■ What is being asked
Given the records below, set each one down again exactly as it reads.

■ Data
PR #258, opened 2026-08-18
fix(schema): do not invent max attempts

### LINKED ISSUE #236: generation_args.max_attempts defaults to 1, so records assert an attempt count no source stated
`generation_args.max_attempts` has a schema default of `1`, so **every record with a
`generation_config` claims the run allowed one submission attempt, whether or not the
source said anything about attempts.** Should the default be `null`?

It is the only field in `eval.schema.json` with a non-null default. It is not required.
Because pydantic serialises defaults, it materialises in output even when no converter
touched it — this is committed lm_eval output, converted from a log that never mentions
attempts:

```
$ uv run every_eval_ever convert lm_eval \
    --log_path tests/data/lm_eval/results_2026-01-21T03-44-18.458309.json --output_dir /tmp/out/data
$ grep -o '"max_attempts": [0-9]*' /tmp/out/data/*/*/*/*.json
"max_attempts": 1
"max_attempts": 1
```

Suggested fix: `"default": 1` → `"default": null` in the `generation_args` subschema, then
regenerate `eval_types.py`. The field stays optional, and its absence then means "the
source did not say" instead of "one attempt".

@nelaturuharsha — worth doing? It changes the output of every converter that builds a
`generation_config`, so it wants a maintainer's call rather than a drive-by PR. Happy to
open that PR if you agree.

<details>
<summary>Where it comes from, and why it reads as data</summary>

The concept is Inspect's: `max_attempts` is how many times a solver may submit an answer.
Only the inspect converter ever observes a real value, and even there it is uncertain —
`converters/inspect/adapter.py:407` carries `# TODO not sure if max_attempts == max_retries
in this case`.

For lm_eval, HELM, lighteval and every adapter, nothing in the source corresponds to it, so
the `1` is not a measurement. A consumer filtering on `max_attempts == 1` today selects
records where the value was never observed, together with the Inspect records where it was.

Found while writing the lighteval converter, where the same `1` appears in every record.
</details>

reacher-z:
## What / source

Changes the optional generation_args.max_attempts schema default from 1 to null and regenerates eval_types.py. Sources that do not report an attempt limit no longer materialize a claim that one attempt was allowed. Explicitly observed Inspect values remain unchanged.

Fixes #236.

## Review lane

- [ ] Fast
- [x] Needs a human — this is a material output semantics change across converters.

Design agreed in: #236, including collaborator confirmation that this is worth doing.

## Checklist

- [x] Validation is clean — 2 lm-eval aggregate records and 1 Inspect aggregate record, with 0 warnings
- [x] Offline regression tests added; full test suite green: 759 passed, 20 skipped
- [x] Ruff check clean
- [x] Content spot-checked: absent lm-eval value is omitted; explicit Inspect value remains 1

The adapter report, registry, and source-row checklist items are not applicable because this changes schema default serialization and drops no source records.

## Decisions & coverage

- Decision / where: schema_version
  Chose / instead of: keep the current version because the field remains optional and accepts the same integer values; only its non-required default annotation changes
  Confidence: high
  General: no
- Decision / where: generated model
  Chose / instead of: regenerate eval_types.py from the schema and run post_codegen, rather than hand-editing generated behavior
  Confidence: high
  General: yes
- Decision / where: explicit values
  Chose / instead of: preserve source-provided Inspect max_attempts values while omitting unobserved values
  Confidence: high
  General: yes

Coverage: 2 lm-eval source tasks to 2 valid records, 0 dropped; 1 Inspect source run to 1 valid record, 0 dropped. The lm-eval outputs contain no max_attempts key; the Inspect fixture that explicitly reports 1 still emits 1.

Commands run:

- uv run ruff check every_eval_ever tests
- env -u NO_COLOR TERM=xterm-256color uv run pytest tests -q
- uv run --extra inspect pytest tests/test_inspect_adapter.py -q
- real lm-eval and Inspect CLI conversions followed by validation at final collection/developer/model paths

## AI assistance

OpenAI Codex assisted with implementation, tests, and validation. I reviewed the diff and the generated output.

### DIFF
--- a/every_eval_ever/eval_types.py
+++ b/every_eval_ever/eval_types.py
@@ -232,7 +232,7 @@ class GenerationArgs(BaseModel):
     )
     sandbox: Sandbox | None = None
     max_attempts: int | None = Field(
-        1, description='Maximum number of submission attempts (default 1).'
+        None, description='Maximum number of submission attempts.'
     )
     incorrect_attempt_feedback: str | None = Field(
         None, description='Feedback from the model after incorrect attempt.'
--- a/every_eval_ever/schemas/eval.schema.json
+++ b/every_eval_ever/schemas/eval.schema.json
@@ -531,8 +531,8 @@
                                     },
                                     "max_attempts": {
                                         "type": "integer",
-                                        "description": "Maximum number of submission attempts (default 1).",
-                                        "default": 1
+                                        "description": "Maximum number of submission attempts.",
+                                        "default": null
                                     },
                                     "incorrect_attempt_feedback": {
                                         "type": "string",
--- a/tests/test_inspect_adapter.py
+++ b/tests/test_inspect_adapter.py
@@ -338,6 +338,10 @@ def test_gaia_eval():
     assert converted_eval.model_info.inference_platform == 'openai'
     assert converted_eval.model_info.inference_engine is None
 
+    generation_config = converted_eval.evaluation_results[0].generation_config
+    assert generation_config is not None
+    assert generation_config.generation_args.max_attempts == 1
+
     results = converted_eval.evaluation_results
     assert len(results) > 0
     assert results[0].evaluation_name == 'gaia'
--- a/tests/test_lm_eval_adapter.py
+++ b/tests/test_lm_eval_adapter.py
@@ -237,6 +237,10 @@ def test_transform_from_file_generation_config():
     assert gen is not None
     assert gen.generation_args.temperature == 0.0
     assert gen.generation_args.max_tokens == 512
+    assert gen.generation_args.max_attempts is None
+    assert 'max_attempts' not in gen.generation_args.model_dump(
+        mode='json', exclude_none=True
+    )
     assert gen.additional_details['num_fewshot'] == '0'
 
 


borgr:
CI was never run here either — the workflow was queued as `action_required` for a first-time contributor. Approved, and all four rows are green.

This closes #236. The change is right: a record carrying `max_attempts: 1` asserted an attempt count no source stated, and the two new tests pin both directions — Inspect keeps a real 1 it read from the log, lm-eval omits the field entirely rather than inventing it.

Flagging the lane rather than the content: this edits `eval.schema.json` and the generated types, and it changes what existing converters emit, so by CONTRIBUTING's review policy it wants a human read and not only an agent pass — the diff is four files but the blast radius is every record with a `generation_args`. Labelled `auto-review` so the pass happens too.

borgr:
Rebased onto current main so this can be evaluated. The only conflict was the datamodel-codegen header in `every_eval_ever/eval_types.py`, where main no longer carries a `#   timestamp:` line and this branch had regenerated one. Took main's headerless form; the schema change itself is untouched.

Local run on the rebased branch: 1335 passed, 1 skipped, ruff clean.

The change reads correctly to me. `max_attempts` defaulting to 1 asserted a single-attempt protocol for every eval whose source never reported one, and the two adapter tests now pin it to `None` for inputs that say nothing about retries.

borgr (approved):
Reviewed and approving.

The change is right. `max_attempts` defaulting to 1 asserted a single-attempt protocol for every eval whose source never reported one, which is the same class of claim as an invented metric bound — a schema default silently becoming published data. `None` is the honest value for "the source did not say", and the two adapter tests pin it for inputs that mention no retries.

`"default": null` in the JSON schema is redundant with the field being optional, but it is explicit about the intent and costs nothing, so I left it.

Rebased onto current main (the only conflict was the datamodel-codegen header timestamp, which main no longer carries). All five checks green on `ce60b218f`, and locally 1335 passed, 1 skipped, ruff clean.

■ Result below
PR #258, opened 2026-08-18
fix(schema): do not invent max attempts

### LINKED ISSUE #236: generation_args.max_attempts defaults to 1, so records assert an attempt count no source stated
`generation_args.max_attempts` has a schema default of `1`, so **every record with a
`generation_config` claims the run allowed one submission attempt, whether or not the
source said anything about attempts.** Should the default be `null`?

It is the only field in `eval.schema.json` with a non-null default. It is not required.
Because pydantic serialises defaults, it materialises in output even when no converter
touched it — this is committed lm_eval output, converted from a log that never mentions
attempts:

```
$ uv run every_eval_ever convert lm_eval \
    --log_path tests/data/lm_eval/results_2026-01-21T03-44-18.458309.json --output_dir /tmp/out/data
$ grep -o '"max_attempts": [0-9]*' /tmp/out/data/*/*/*/*.json
"max_attempts": 1
"max_attempts": 1
```

Suggested fix: `"default": 1` → `"default": null` in the `generation_args` subschema, then
regenerate `eval_types.py`. The field stays optional, and its absence then means "the
source did not say" instead of "one attempt".

@nelaturuharsha — worth doing? It changes the output of every converter that builds a
`generation_config`, so it wants a maintainer's call rather than a drive-by PR. Happy to
open that PR if you agree.

<details>
<summary>Where it comes from, and why it reads as data</summary>

The concept is Inspect's: `max_attempts` is how many times a solver may submit an answer.
Only the inspect converter ever observes a real value, and even there it is uncertain —
`converters/inspect/adapter.py:407` carries `# TODO not sure if max_attempts == max_retries
in this case`.

For lm_eval, HELM, lighteval and every adapter, nothing in the source corresponds to it, so
the `1` is not a measurement. A consumer filtering on `max_attempts == 1` today selects
records where the value was never observed, together with the Inspect records where it was.

Found while writing the lighteval converter, where the same `1` appears in every record.
</details>

reacher-z:
## What / source

Changes the optional generation_args.max_attempts schema default from 1 to null and regenerates eval_types.py. Sources that do not report an attempt limit no longer materialize a claim that one attempt was allowed. Explicitly observed Inspect values remain unchanged.

Fixes #236.

## Review lane

- [ ] Fast
- [x] Needs a human — this is a material output semantics change across converters.

Design agreed in: #236, including collaborator confirmation that this is worth doing.

## Checklist

- [x] Validation is clean — 2 lm-eval aggregate records and 1 Inspect aggregate record, with 0 warnings
- [x] Offline regression tests added; full test suite green: 759 passed, 20 skipped
- [x] Ruff check clean
- [x] Content spot-checked: absent lm-eval value is omitted; explicit Inspect value remains 1

The adapter report, registry, and source-row checklist items are not applicable because this changes schema default serialization and drops no source records.

## Decisions & coverage

- Decision / where: schema_version
  Chose / instead of: keep the current version because the field remains optional and accepts the same integer values; only its non-required default annotation changes
  Confidence: high
  General: no
- Decision / where: generated model
  Chose / instead of: regenerate eval_types.py from the schema and run post_codegen, rather than hand-editing generated behavior
  Confidence: high
  General: yes
- Decision / where: explicit values
  Chose / instead of: preserve source-provided Inspect max_attempts values while omitting unobserved values
  Confidence: high
  General: yes

Coverage: 2 lm-eval source tasks to 2 valid records, 0 dropped; 1 Inspect source run to 1 valid record, 0 dropped. The lm-eval outputs contain no max_attempts key; the Inspect fixture that explicitly reports 1 still emits 1.

Commands run:

- uv run ruff check every_eval_ever tests
- env -u NO_COLOR TERM=xterm-256color uv run pytest tests -q
- uv run --extra inspect pytest tests/test_inspect_adapter.py -q
- real lm-eval and Inspect CLI conversions followed by validation at final collection/developer/model paths

## AI assistance

OpenAI Codex assisted with implementation, tests, and validation. I reviewed the diff and the generated output.

### DIFF
--- a/every_eval_ever/eval_types.py
+++ b/every_eval_ever/eval_types.py
@@ -232,7 +232,7 @@ class GenerationArgs(BaseModel):
     )
     sandbox: Sandbox | None = None
     max_attempts: int | None = Field(
-        1, description='Maximum number of submission attempts (default 1).'
+        None, description='Maximum number of submission attempts.'
     )
     incorrect_attempt_feedback: str | None = Field(
         None, description='Feedback from the model after incorrect attempt.'
--- a/every_eval_ever/schemas/eval.schema.json
+++ b/every_eval_ever/schemas/eval.schema.json
@@ -531,8 +531,8 @@
                                     },
                                     "max_attempts": {
                                         "type": "integer",
-                                        "description": "Maximum number of submission attempts (default 1).",
-                                        "default": 1
+                                        "description": "Maximum number of submission attempts.",
+                                        "default": null
                                     },
                                     "incorrect_attempt_feedback": {
                                         "type": "string",
--- a/tests/test_inspect_adapter.py
+++ b/tests/test_inspect_adapter.py
@@ -338,6 +338,10 @@ def test_gaia_eval():
     assert converted_eval.model_info.inference_platform == 'openai'
     assert converted_eval.model_info.inference_engine is None
 
+    generation_config = converted_eval.evaluation_results[0].generation_config
+    assert generation_config is not None
+    assert generation_config.generation_args.max_attempts == 1
+
     results = converted_eval.evaluation_results
     assert len(results) > 0
     assert results[0].evaluation_name == 'gaia'
--- a/tests/test_lm_eval_adapter.py
+++ b/tests/test_lm_eval_adapter.py
@@ -237,6 +237,10 @@ def test_transform_from_file_generation_config():
     assert gen is not None
     assert gen.generation_args.temperature == 0.0
     assert gen.generation_args.max_tokens == 512
+    assert gen.generation_args.max_attempts is None
+    assert 'max_attempts' not in gen.generation_args.model_dump(
+        mode='json', exclude_none=True
+    )
     assert gen.additional_details['num_fewshot'] == '0'
 
 


borgr:
CI was never run here either — the workflow was queued as `action_required` for a first-time contributor. Approved, and all four rows are green.

This closes #236. The change is right: a record carrying `max_attempts: 1` asserted an attempt count no source stated, and the two new tests pin both directions — Inspect keeps a real 1 it read from the log, lm-eval omits the field entirely rather than inventing it.

Flagging the lane rather than the content: this edits `eval.schema.json` and the generated types, and it changes what existing converters emit, so by CONTRIBUTING's review policy it wants a human read and not only an agent pass — the diff is four files but the blast radius is every record with a `generation_args`. Labelled `auto-review` so the pass happens too.

borgr:
Rebased onto current main so this can be evaluated. The only conflict was the datamodel-codegen header in `every_eval_ever/eval_types.py`, where main no longer carries a `#   timestamp:` line and this branch had regenerated one. Took main's headerless form; the schema change itself is untouched.

Local run on the rebased branch: 1335 passed, 1 skipped, ruff clean.

The change reads correctly to me. `max_attempts` defaulting to 1 asserted a single-attempt protocol for every eval whose source never reported one, and the two adapter tests now pin it to `None` for inputs that say nothing about retries.

borgr (approved):
Reviewed and approving.

The change is right. `max_attempts` defaulting to 1 asserted a single-attempt protocol for every eval whose source never reported one, which is the same class of claim as an invented metric bound — a schema default silently becoming published data. `None` is the honest value for "the source did not say", and the two adapter tests pin it for inputs that mention no retries.

`"default": null` in the JSON schema is redundant with the field being optional, but it is explicit about the intent and costs nothing, so I left it.

Rebased onto current main (the only conflict was the datamodel-codegen header timestamp, which main no longer carries). All five checks green on `ce60b218f`, and locally 1335 passed, 1 skipped, ruff clean.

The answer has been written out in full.